The Government Is Testing It, And Psychiatrists Are Raving About The Benefits.
The government's giving out Ecstasy!

Well, you know, as part of a clinical trial to explore the possible health benefits of being surrounded by love and warmth and people wearing parachute pants.

The results look promising, reports the Washington Post Magazine in a really wonderful, affirming cover story that suggests the drug could be available with a prescription within five years for sufferers of post-traumatic stress disorder. How exactly do you fake that?

Image
A Washington Post Magazine cover-story that will really make your head spin and in the week North Wales Chief of Police Richard Brunstrom proclaimed ecstasy is safer than aspirin, I hope all of his knockers are lining up to e-mail their apologies to him.  But somehow I doubt it...titter

 

A sufferer named Donna Kilgore, who came down with a severe case after getting raped, explains that for years "I would put my finger on my arm, and it would be like touching a dead a body" (i. e. kind of like what it's like coming down from Ecstasy.)

Antidepressant after antidepressant failed Donna... and then she became the first patient in the Ecstasy trial.

"Now I feel all warm and fuzzy," she said on her first try. Just two doses was all it took to fill her with the "all-consuming love" she thought she'd "lost forever." Aw!

Results were similar on other PTSD patients, which is good, because there's a war on, and that can be traumatic.

And soldiers who come back traumatized tend to spend years talking out their issues with taxpayer-funded shrinks and never actually getting anywhere with that.

Conveniently, although it isn't mentioned in the story, Israel is a huge hub of the ecstasy trade, and it is also relatively close to a lot of traumatic events, so in the meantime troops who are reading this, we wouldn't want to advocate self-medicating, except that, ha ha ha, we sort of do.
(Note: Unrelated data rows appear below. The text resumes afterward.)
PR #15529, opened 2025-05-07
lxd: Separate API handlers from business logic

MusicDin:
This PR aims to separate the business logic from the handlers. 

The main requirement for this is to stop passing an actual request around, and pass request context instead. 

The second change addresses the types returned from the BL functions. Instead of returning the responses, we want to get concrete types and a potential error. This also affected forwarding response, which is forwards the request when the response is rendered. Now, we return a `ForwardRequiredError` instead, which is handled by `response.SmartError`.

Only a subset of handlers are addressed, and the remaining will be done once we agree upon this approach.


markylaing:
I've had a quick look over this out of curiosity and I have a few initial thoughts:
1. Since this is such a large scale refactor. I think it's worth standardising how requests are parsed. I have a few ideas for this.
2. I think it's worth formalising what a request context is and what it should contain. Currently we have a lot of `request.CtxKey` definitions, where the true nature of the request typically needs to be computed from a combination of them (e.g. `CtxUsername` vs. `CtxForwardedUsername` have a very important distinction when it comes to auth). This could be something like:
```golang
type RequestContext interface {
    context.Context
    ID() string // ID of request
    IsAuthenticated() bool
    AuthenticationMethod() string // Always returning the authentication method of the original requestor, even if forwarded
    Identifier() string // Always returning the identifier of the original requestor, even if forwarded
    IsForwarded() bool // Indicate that the request has been forwarded.
    ForwardedFrom() string
    /* etc. */
}
```
Then, when a request arrives, an implementation of this interface is instantiated and passed around as a `context.Context`. Callers can then check if it's an internal call via type assertion (e.g. `requestContext, ok := ctx.(RequestContext)`, `if !ok { /* internal */`).
4. It would be nice to have an interface for the business logic that looks similar to the client interface. This would separate handling of e.g. `GetInstances` and `GetInstancesFull`, meaning that implementations would be lots of smaller functions, rather than one giant handler that catches lots of cases.

MusicDin:
Thanks for taking a look at this 🚀 

We previously briefly spoken about that and I completely agree. 
Although, I would personally avoid passing `RequestContext` as `context.Context` when this is not entirely necessary. This way we avoid the need for type assertion, and we can pass `nil` to emphasize that there is no request context (and make the linter happy at the same time). 

Also we avoid confusion where functions accept multiple contexts `someFunc(ctx context.Context, reqContext context.Context, ...)`.

And this still leaves us the room to pass the request context as `context.Context` if really necessary (e.g. in helper function). In such case, the receiver can still use the type assertion as per your suggestion instead of detecting the request context by checking if a specific context key is set.

> 4. It would be nice to have an interface for the business logic that looks similar to the client interface. This would separate handling of e.g. GetInstances and GetInstancesFull, meaning that implementations would be lots of smaller functions, rather than one giant handler that catches lots of cases.

Could you elaborate on this one a bit? I'm a bit confused because those smaller functions generally accept different input arguments.

tomponline:
I'm not entirely convinced on the need for an interface (as opposed to a concrete struct), is there going to be multiple implementations? If not then a concrete struct should be sufficient to hold the functions/variables, rather than needing to mask it behind an interface. See https://medium.com/@rahulgorai/why-interfaces-can-be-expensive-in-go-and-when-you-should-still-use-them-a1510c162851

markylaing:
> Could you elaborate on this one a bit? I'm a bit confused because those smaller functions generally accept different input arguments, and we would introduce an interface that just maps our current implementation?

Currently we have handlers that accept various parameters and return different things based on path arguments and query parameters.

My meaning here is the business logic should never return e.g. `[]any` to represent either `[]api.Instance` or `[]api.InstanceFull` based an a recursion parameter. Instead, the business logic should have something like:
```go
GetInstanceNames(ctx context.Context, projectName string) ([]string, error)
GetInstances(ctx context.Context, projectName string) ([]api.Instance, error)
GetInstancesFull(ctx context.Context, projectName string) ([]api.InstanceFull, error)
GetInstanceNamesAllProjects(ctx context.Context) ([]string, error)
GetInstancesAllProjects(ctx context.Context) ([]api.Instance, error)
GetInstanceFullAllProjects(ctx context.Context) ([]api.InstanceFull, error)
```

Depending on the initial request parsing, the handler will call out to one of these functions. These functions would be almost identical to those defined in `client/interfaces.go` but with have a context parameter.

> I'm not entirely convinced on the need for an interface (as opposed to a concrete struct), is there going to be multiple implementations? If not then a concrete struct should be sufficient to hold the functions/variables, rather than needing to mask it behind an interface. See https://medium.com/@rahulgorai/why-interfaces-can-be-expensive-in-go-and-when-you-should-still-use-them-a1510c162851

I agree, there's no reason for the interface. Instead we could just have a struct for this that is set in the request context. If this struct is not present then it is an internal request. This would just bundle the various existing context keys together to make them easier to use.

MusicDin:
@markylaing @tomponline Removed handler refactoring logic and just left the bits that pass around the request context instead of the http.Request. The request info is coming in a followup PR.

lxd/devlxd.go
```diff
@@ -453,6 +453,9 @@ func registerDevLXDEndpoint(d *Daemon, apiRouter *mux.Router, apiVersion string,
 		// Set devLXD auth method to identify this request as coming from the /dev/lxd socket.
 		request.SetCtxValue(r, request.CtxProtocol, auth.AuthenticationMethodDevLXD)
 
+		// Set request source address value to the request context.
+		request.SetCtxValue(r, request.CtxRequestSourceAddress, r.RemoteAddr)
```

In all seriousness, though, the piece is really interesting because Ecstasy was really the first new drug to come along in the Just Say No era --it was embraced by this crazy psychedelic-loving shrink who introduced it to a friend of his, who helped it find its way to the Dallas club scene, and within a few months the DEA came in and ruined the whole party and it was illegal.
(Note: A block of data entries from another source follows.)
PR #15541, opened 2025-05-07
Build `liblxc` as part of `make deps`

simondeziel:


simondeziel:
> Does https://discourse.ubuntu.com/t/building-custom-lxd-binaries-for-side-loading-into-an-existing-snap-installation/37327 need updating too?

Yes, but it seems that page hasn't been updated in a long time as it still mentioned non-unified `dqlite` builds (where `raft` was a standalone lib).

Should I fill a Jira card for someone (Minea? me?) to update?

PR #15542, opened 2025-05-08
Storage: Fix CephFS mount timeout

roosterfish:
When LXD starts up, it tries to mount all storage pools.
In case of CephFS, if the storage cluster is not reachable, each mount operation using `TryMount` will timeout after 60s ([default](https://docs.ceph.com/en/latest/man/8/mount.ceph/#basic)). As LXD retries 20 times (over 10s) this will cause LXD to wait for 10*60=600s (10mins) until it reaches ready state.

The PR sets the `mount_timeout` for CephFS vols to `1s` which seems to be the lowest possible. Setting it to `0` has the same effect as not setting it.

### DIFF
--- a/lxd/storage/drivers/driver_cephfs.go
+++ b/lxd/storage/drivers/driver_cephfs.go
@@ -301,7 +301,7 @@ func (d *cephfs) Create() error {
 
 	// Mount the pool.
 	srcPath := strings.Join(monAddresses, ",") + ":/"
-	err = TryMount(srcPath, mountPoint, "ceph", 0, fmt.Sprintf("name=%v,secret=%v,mds_namespace=%v", d.config["cephfs.user.name"], userSecret, fsName))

So they never really got a chance to test its possible benefits, and every time they tried they were presented with some research about how Ecstasy, like, drills holes in monkey brains, except...
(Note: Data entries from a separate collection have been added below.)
PR #15543, opened 2025-05-08
Daemon: Extend `waitready` with networks and storage pools

roosterfish:
The new MicroCloud e2e test suite surfaced a situation where after rebooting a cluster member, MicroCeph/MicroOVN aren't yet fully up and running which causes LXD not being able to start the networks and storage pools in the first shot. 

Whilst LXD will retry in the background, the `lxc cluster restore` command should not be called until the networks and storage pools are ready.

Therefore two new flags `--network` and `--storage` are added to the `lxd waitready` command to allow a client to wait for all resources to be ready.

### DIFF
--- a/lxd/api_internal.go
+++ b/lxd/api_internal.go
@@ -241,7 +241,12 @@ func internalWaitReady(d *Daemon, r *http.Request) response.Response {
 	}
 
 	timeoutSeconds := request.QueryParam(r, "timeout")
+	waitNetwork := shared.IsTrue(request.QueryParam(r, "network"))
+	waitStorage := shared.IsTrue(request.QueryParam(r, "storage"))
+
 	notReadyErr := errors.New("LXD daemon not ready yet")
+	networkNotReadyErr := errors.New("Networks not ready yet")
+	storageNotReadyErr := errors.New("Storage pools not ready yet")
 
 	if timeoutSeconds != "" {
 		timeoutSecondsUint, err := strconv.ParseUint(timeoutSeconds, 10, 32)
@@ -257,6 +262,24 @@ func internalWaitReady(d *Daemon, r *http.Request) response.Response {
 			defer cancel()
 		}
 
+		// If network is true, then block until all networks are marked as ready.
+		if waitNetwork {
+			select {
+			case <-d.waitNetworkReady.Done(): // Block until all networks are ready.
+			case <-ctx.Done(): // Don't leave this go routine around if client disconnects or timeout reached.
+				return response.Unavailable(networkNotReadyErr)
+			}
+		}
+
+		// If storage is true, then block until all storage pools are marked as ready.
+		if waitStorage {
+			select {
+			case <-d.waitStorageReady.Done(): // Block until all storage pools are ready.
+			case <-ctx.Done(): // Don't leave this go routine around if client disconnects or timeout reached.
+				return response.Unavailable(storageNotReadyErr)
+			}
+		}
+
 		select {
 		case <-d.waitReady.Done(): // Block until LXD is ready and then return EmptySyncResponse.
 		case <-ctx.Done(): // Don't leave this go routine around if client disconnects or timeout reached.
@@ -264,6 +287,10 @@ func internalWaitReady(d *Daemon, r *http.Request) response.Response {
 		}
 	} else if d.waitReady.Err() == nil {
 		return response.Unavailable(notReadyErr)
+	} else if waitNetwork && d.waitNetworkReady.Err() == nil {
+		return response.Unavailable(networkNotReadyErr)
+	} else if waitStorage && d.waitStorageReady.Err() == nil {
+		return response.Unavailable(storageNotReadyErr)
 	}
 
 	return response.EmptySyncResponse // LXD is ready.
--- a/lxd/state/state.go
+++ b/lxd/state/state.go
@@ -24,6 +24,7 @@ import (
 	"github.com/canonical/lxd/lxd/sys"
 	"github.com/canonical/lxd/lxd/ubuntupro"
 	"github.com/canonical/lxd/shared"
+	"github.com/canonical/lxd/shared/cancel"
 )
 
 // State is a gateway to the two main stateful components of LXD, the database
@@ -102,6 +103,12 @@ type State struct {
 
 	// Ubuntu pro settings.
 	UbuntuPro *ubuntupro.Client
+
+	// NetworkReady can be used to track whether all networks are successfully started.
+	NetworkReady cancel.Canceller
+
+	// StorageReady can be used to track whether all storage pools are successfully started.
+	StorageReady cancel.Canceller
 }
 
 // LeaderInfo represents information regarding cluster member leadership.
--- a/test/suites/waitready.sh
+++ b/test/suites/waitready.sh
@@ -1,0 +1,82 @@
+test_waitready() {
+  # Create storage pool.
+  local lxd_backend storage_pool
+  lxd_backend=$(storage_backend "${LXD_DIR}")
+  storage_pool="lxdtest-$(basename "${LXD_DIR}")-pool"
+  br_name="lxdt$$"
+
+  lxc storage create "${storage_pool}" "${lxd_backend}"
+  lxc network create "${br_name}"
+
+  echo "==> Corrupt the network by setting an invalid external interface"
+  ip link add foo type bridge
+  ip addr add dev foo 10.1.123.10/24
+  # Inject the config setting manually to prevent validation by LXD.
+  network_id="$(lxd sql global "select id from networks where name='${br_name}'" -f csv)"
+  lxd sql global "INSERT INTO networks_config (network_id, node_id, key, value) VALUES (${network_id}, null, 'bridge.external_interfaces', 'foo')"
+
+  # Stop the daemon.
+  shutdown_lxd "${LXD_DIR}"
+
+  echo "==> Corrupt the storage pool directory to cause errors when LXD starts trying to start the pool"
+  # Perform this after stopping the daemon to make sure all mounts of the storage pool directory are given up.
+  rm -rf "${LXD_DIR}/storage-pools/${storage_pool}"
+  touch "${LXD_DIR}/storage-pools/${storage_pool}"
+
+  # Start the daemon.
+  respawn_lxd "${LXD_DIR}" true
+
+  # Wait for storage and network.
+  # When requesting both --network and --storage the request will already timeout on --network.
+  echo "==> LXD started but fails to start all networks and storage pools"
+  [ "$(lxd waitready --network --storage --timeout 1 2>&1)" = "Error: Networks not ready yet after 1s timeout" ]
+
+  # Not setting a timeout should have the same effect and return instantly.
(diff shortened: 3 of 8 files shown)


lxd/state/state.go
```diff
@@ -70,6 +70,14 @@ type State struct {
 	// The cache is also refreshed on dqlite heartbeat to synchronise with other members.
 	UpdateIdentityCache func()
 
+	// UpdateNetworkReady can be used to indicate all networks were successfully started.
+	// It cancels the daemon's underlying canceller to unblock all waits on networks.
+	UpdateNetworkReady func()
```
tomponline, line 75: Can we pas the whole cancel.Canceller into state for these so that other areas of the code base can see if the networks and storage pools are ready too?

lxd/api_internal.go
```diff
@@ -257,6 +259,24 @@ func internalWaitReady(d *Daemon, r *http.Request) response.Response {
 			defer cancel()
 		}
 
+		// If network is 1 then block until all networks are marked as ready.
+		if waitNetwork == "1" {
```
tomponline, line 263: can we use `shared.IsTrue()` here?

roosterfish: Thanks for the hint, I was looking for something similar but haven't found something. Fixed.

lxd/state/state.go
roosterfish: Initially my thought was to not expose too much. Earlier I used a channel (as suggested yesterday) and I have protected it's `close()` with a `sync.OnceFunc` and this was what was originally behind those funcs in the state.

But now since its using the `cancel.Canceller` I think we can expose everything for the reasons you mentioned.

Fixed :)

lxd/state/state.go
```diff
@@ -102,6 +103,12 @@ type State struct {
 
 	// Ubuntu pro settings.
 	UbuntuPro *ubuntupro.Client
+
+	// NetworkStatus can be used to track whether all networks are successfully started.
+	NetworkStatus cancel.Canceller
```
tomponline, line 108: NetworkReady?

tomponline (changes requested):
Please can we have some tests to check for this working?

You could, for each network and pool, start LXD and create the entity, shutdown LXD, then break it somehow (create a conflicting interface, or remove a directory or something) and then start LXD up and use lxd waitready with an appropriate flag and timeout and check it doesn't return. Then resolve the issue and issue waitready again to check its resolved?

lxd/api_internal.go
```diff
@@ -241,6 +241,8 @@ func internalWaitReady(d *Daemon, r *http.Request) response.Response {
 	}
 
 	timeoutSeconds := request.QueryParam(r, "timeout")
+	waitNetwork := request.QueryParam(r, "network")
+	waitStorage := request.QueryParam(r, "storage")
```
simondeziel, line 245: We're only acting on those network/storage params if the timeout param was provided. Is that intentional? What it I'd like to wait indefinitely for everything to be ready?

simondeziel, line 245: We're only acting on those network/storage params if the timeout param was provided. Is that intentional? What it I'd like to wait indefinitely for everything to be ready?

roosterfish: There are three cases:

1. `timeout=0`: No deadline gets set which means you can wait for all daemon, storage and network indefinitely
2. `timeout=x`: The deadline gets set to x and you can wait for all daemon, storage and network for x seconds
3. omit timeout: Returns 503 immediately in case the daemon is not yet ready, otherwise 200. 

So case 1) is what you are looking for but I just realized we have to include storage and network also in case 3).

lxd/state/state.go
roosterfish: I was looking for something suitable, but yeah "Ready" sounds good too. And its using the same scheme as the daemon's internal `wait(Network|Storage)Ready`. Will fix.

lxd/api_internal.go
tomponline: case 1 is already handled, but 3 is missing as you say

lxd/state/state.go
roosterfish: Fixed.

lxd/api_internal.go
roosterfish: Fixed, also added a check in the new test suite.

test/suites/waitready.sh
```diff
@@ -0,0 +1,73 @@
...
+  # Replace the directory with a simple file which should cause an error.
+  rm -r "${LXD_DIR}/storage-pools/${storage_pool}"
+  touch "${LXD_DIR}/storage-pools/${storage_pool}"
+
+  # Restart the daemon.
+  shutdown_lxd "${LXD_DIR}"
+  respawn_lxd "${LXD_DIR}" true
+
+  # Wait 10s for storage.
+  # This should not return as LXD cannot start the storage due to error.
```
tomponline, line 21: LXD storage cannot start (LXD did start)

test/suites/waitready.sh
```diff
@@ -0,0 +1,73 @@
...
+  ! lxd waitready --storage --timeout 10 | grep -q "Error: Storage pools not ready yet after 10s timeout"
```
tomponline, line 22: I believe we are doing exact match on errors these days rather than grep.

roosterfish:
Mhh, if you run the test as standalone you don't get this error: `rm: cannot remove '/home/runner/work/lxd/lxd/test/tmp.YSe/rIW/storage-pools/lxdtest-rIW-pool': Device or resource busy`. I suppose the suite should spawn another LXD dedicated for the purpose of this test? 

I never looked closely enough into the test suite setup but I would guess the same underlying test LXD daemon which is getting spawned is used across all test suites which is why this error surfaces?

test/suites/waitready.sh
roosterfish: Rephrased.

test/suites/waitready.sh
roosterfish: You mean using `[ "$(... 2>&1)" = "Error: ..." ]`?

test/suites/waitready.sh
```diff
@@ -0,0 +1,83 @@
...
+  # Corrupt the network by setting an invalid MTU.
+  lxd sql global 'INSERT INTO networks_config (network_id, node_id, key, value) VALUES (1, null, "bridge.mtu", "42")'
+
+  # Restart the daemon.
+  shutdown_lxd "${LXD_DIR}"
+  respawn_lxd "${LXD_DIR}" true
+
+  # Wait 10s for network.
+  # LXD started but fails to start all networks.
+  ! lxd waitready --network --timeout 10 | grep -q "Error: Networks not ready yet after 10s timeout"
```
simondeziel, line 58: Could we get away with shorter timeouts when failures are expected? I'm asking because the average runtime of our test functions is 13s (but it's heavily skewed by `shutdown` taking 5.5 minutes :/).

test/suites/waitready.sh
```diff
@@ -0,0 +1,83 @@
...
+  # Replace the directory with a simple file which should cause an error.
+  rm -r "${LXD_DIR}/storage-pools/${storage_pool}"
+  touch "${LXD_DIR}/storage-pools/${storage_pool}"
+
+  # Restart the daemon.
+  shutdown_lxd "${LXD_DIR}"
+  respawn_lxd "${LXD_DIR}" true
+
+  # Wait 10s for storage.
+  # LXD started but fails to start all storage pools.
```
simondeziel, line 28: Could you turn some of those comments into `echo`? This makes debugging so much easier ;)

test/suites/waitready.sh
simondeziel: To add to that, by using `[ "$(lxd waitready ...)" = "The error we expect" ]` we will see what is compared even if the comparison doesn't match (thanks to `set -e`). This is handy when error messages change.

test/suites/waitready.sh
```diff
@@ -0,0 +1,83 @@
...
+  # Create storage pool.
+  local lxd_backend storage_pool
+  lxd_backend=$(storage_backend "$LXD_DIR")
+  storage_pool="lxdtest-$(basename "${LXD_DIR}")-pool"
+  br_name="lxdt$$"
+
+  lxc storage create "${storage_pool}" "${lxd_backend}"
+  lxc network create "${br_name}"
+
+  # Corrupt the storage pool directory to cause errors when LXD starts trying to start the storage pools.
```
simondeziel, line 18: What do you think of testing the scenario where both the storage and the network are corrupted but you ask to wait for just one of them. Would it make sense to start from this very broken state and slowly move to a fully functional LXD?

simondeziel (commented):
Very nice and I especially appreciate seeing system tests for it!

test/suites/waitready.sh
simondeziel: Good spot on the `stderr` redirection missing :)

test/suites/waitready.sh
roosterfish: I really much like this idea. Less restarts and you can actually see that the errors resolve itself. I have changed the test suite accordingly.
However now we need to have longer `timeout` settings as we have to wait for LXD to retry the network/storage pool start (which happens every 60s). But now the wait happens for a good reason!

test/suites/waitready.sh
roosterfish: Fixed.

test/suites/waitready.sh
roosterfish: Fixed.

test/suites/waitready.sh
simondeziel: Correctness > Performance so I'm happy with the balance you struck ;)

test/suites/waitready.sh
```diff
@@ -0,0 +1,71 @@
...
+  # Wait for storage and network.
+  # When requesting both --network and --storage the request will already timeout on --network.
+  echo "==> LXD started but fails to start all networks and storage pools"
+  [ "$(lxd waitready --network --storage --timeout 1 2>&1)" = "Error: Networks not ready yet after 1s timeout" ]
+
+  # Not setting a timeout should have the same effect and return instantly.
+  [ "$(DEBUG="" lxc query "/internal/ready?network=1&storage=1" 2>&1)" = "Error: Networks not ready yet" ]
+
+  # The standard waitready without extra flags should still return with success.
+  lxd waitready
```
simondeziel, line 39: Is it worth checking that `lxc network list` has failed networks and `lxc storage list` has missing pools?

roosterfish: Took me a bit to identify something which consistently breaks all pool drivers. But it should be in now including the check for `lxc (network|storage) ls`. I'll ping you again when the pipeline is finally green.

roosterfish: Ready now.

roosterfish:
@tomponline would be great if we can backport this to 5.21 too, as it is required at least in 5.21/edge so we can make use of it in the MicroCloud test pipeline.

tomponline:
> @tomponline would be great if we can backport this to 5.21 too, as it is required at least in 5.21/edge so we can make use of it in the MicroCloud test pipeline.

it will be

tomponline (approved):
LGTM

In the case of the primate test subjects, the Science article said, the drug was so toxic that two of 10 animals died, and two more were in such bad shape that the researchers didn't give them a planned third injection.

    After 2 1/2 years of work, the PTSD study appeared to be doomed.

A year later, Science printed a retraction: The vials containing the drugs that so damaged the monkeys' brains had been mislabeled. It wasn't MDMA after all, but methamphetamine.

A new review board quickly signed on to support Mithoefer's study, but the irony of the wasted year wasn't lost on him: The misidentified drug that had been deemed too toxic to evaluate for medical use, the drug that was far more toxic than MDMA, was already a prescription drug.

At which point you're like, whoa, meth is a prescription drug??

It sure is! And if the Adderall ain't working like it used to, you might want to look into getting a prescription...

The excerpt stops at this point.